Из фруктового сада, что через дорогу, над детской кроватью плывет аромат спелых груш. Где-то вдалеке оркестрик разучивает вальсы. Темноту нарушают размытые пятна белизны – гроздья белых цветов и каменная брусчатка. Месяц, отражаясь в оконном стекле, устремляется в сторону палисадника и, подобно серебряному веслу, поднимает рябь на сочных испарениях земли. Мир сейчас моложе обычного, а девчушка видится себе неизмеримо старше: умудренная опытом, она не отмахивается ни от каких сложностей, но борется с ними так, словно они обрушились на нее одну, а не укоренились в наследуемых ценностях белой расы. Все сущее подернуто яркостью и глянцем; она уверенно исследует жизнь, будто шагая через сад, который по ее велению произрастает на самых что ни на есть скудных почвах. У нее уже вызывают презрение регулярные парки и крепнет вера в садовода-волшебника, который добьется, чтобы ароматные цветы распускались на каменных склонах, чтобы ночные вьюнки благоухали на бесплодных пустошах, чтобы дыханье сумерек приносило свои плоды, а златоцветами чтобы можно было расплачиваться в магазинах. Ей хочется, чтобы жизнь текла легко и полнилась событиями, которые приятно вспомнить.
Эти раздумья навевают ей романтичный образ поклонника сестры. У Рэндольфа шевелюра – что перламутровая раковина изобилия, откуда льются солнечные зайчики, которые составляют его лицо. Ей грезится, что внутри она и сама такова, ей грезится, что это ночное смятение чувств – ее отклик на красоту. О Дикси она думает с волнением, как о взрослой копии самой себя, но отчужденной преображениями возраста – так загорелая до черноты рука может почудиться тебе незнакомой, если не уследишь за постепенными изменениями. Алабама примеряет на себя любовную историю сестры.
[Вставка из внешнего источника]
PR #200, opened 2018-05-04
Publish on tag

raboof:
Does not ping tech hub yet

### DIFF
--- a/build.sbt
+++ b/build.sbt
@@ -121,7 +121,6 @@ lazy val interopTests = Project(
   )
   .dependsOn(runtime)
   .enablePlugins(akka.grpc.ReflectiveCodeGen)
-  .enablePlugins(akka.grpc.NoPublish)
   // needed to be able to override the PB.generate task reliably
   .disablePlugins(ProtocPlugin)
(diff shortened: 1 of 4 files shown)


build.sbt
```diff
@@ -121,7 +121,6 @@ lazy val interopTests = Project(
   )
   .dependsOn(runtime)
   .enablePlugins(akka.grpc.ReflectiveCodeGen)
-  .enablePlugins(akka.grpc.NoPublish)
```
johanandren: Why do we want to publish the interop tests?

raboof: They are used by the scripted tests. Might be more elegant to only `publishLocal` them, but can't really hurt either...

project/Publish.scala
```diff
@@ -0,0 +1,32 @@
...
+object NoPublish extends AutoPlugin {
+  override def requires = plugins.JvmPlugin
+
+  override def projectSettings = Seq(
+    publishArtifact := false,
+    publish := {},
+    publishLocal := {},
+    skip in publish := true,
+  )
+}
```
2m: All of this accumulated throughout the years. `skip in publish := true` should be the only one required to do the job. Lets try to adjust the folklore to only that setting. :)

От умственных усилий ее клонит в сон. Напряжением своих затухающих мечтаний она отстранилась от себя самой. И теперь засыпает. Месяц благосклонно подставляет сгиб своего локтя под ее загорелое личико. Во сне она взрослеет. Настанет день, когда, проснувшись, она увидит, что в альпийских садах растут большей частью лишайники, которые нетребовательны к почвам, что белые гроздья, чьими ароматами напитан ночной воздух, останавливаются в росте на стадии эмбрионов, а сама она, повзрослев, будет с горечью бродить геометрически правильными аллеями Ле-Нотра, а не загадочными тропками, петляющими средь грушевых деревьев и златоцветов ее детства.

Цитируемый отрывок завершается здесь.